> Data records
--

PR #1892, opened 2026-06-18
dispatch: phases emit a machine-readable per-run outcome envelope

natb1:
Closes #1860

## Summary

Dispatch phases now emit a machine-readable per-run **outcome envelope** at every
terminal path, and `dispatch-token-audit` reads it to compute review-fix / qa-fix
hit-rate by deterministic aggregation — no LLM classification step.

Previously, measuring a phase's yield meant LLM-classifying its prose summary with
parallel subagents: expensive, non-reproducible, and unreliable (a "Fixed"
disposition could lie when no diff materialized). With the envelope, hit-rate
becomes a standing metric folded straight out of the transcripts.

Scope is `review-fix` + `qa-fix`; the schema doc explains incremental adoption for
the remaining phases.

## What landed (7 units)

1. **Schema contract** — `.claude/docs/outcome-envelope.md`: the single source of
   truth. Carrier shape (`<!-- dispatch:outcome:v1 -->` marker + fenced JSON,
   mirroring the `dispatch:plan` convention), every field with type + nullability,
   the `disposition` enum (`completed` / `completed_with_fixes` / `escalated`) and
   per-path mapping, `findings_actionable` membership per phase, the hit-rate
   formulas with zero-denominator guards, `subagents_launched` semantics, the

--

> Problem requirements
All of the material above needs to be copied exactly.

> Expected answer
PR #1892, opened 2026-06-18
dispatch: phases emit a machine-readable per-run outcome envelope

natb1:
Closes #1860

## Summary

Dispatch phases now emit a machine-readable per-run **outcome envelope** at every
terminal path, and `dispatch-token-audit` reads it to compute review-fix / qa-fix
hit-rate by deterministic aggregation — no LLM classification step.

Previously, measuring a phase's yield meant LLM-classifying its prose summary with
parallel subagents: expensive, non-reproducible, and unreliable (a "Fixed"
disposition could lie when no diff materialized). With the envelope, hit-rate
becomes a standing metric folded straight out of the transcripts.

Scope is `review-fix` + `qa-fix`; the schema doc explains incremental adoption for
the remaining phases.

## What landed (7 units)

1. **Schema contract** — `.claude/docs/outcome-envelope.md`: the single source of
   truth. Carrier shape (`<!-- dispatch:outcome:v1 -->` marker + fenced JSON,
   mirroring the `dispatch:plan` convention), every field with type + nullability,
   the `disposition` enum (`completed` / `completed_with_fixes` / `escalated`) and
   per-path mapping, `findings_actionable` membership per phase, the hit-rate
   formulas with zero-denominator guards, `subagents_launched` semantics, the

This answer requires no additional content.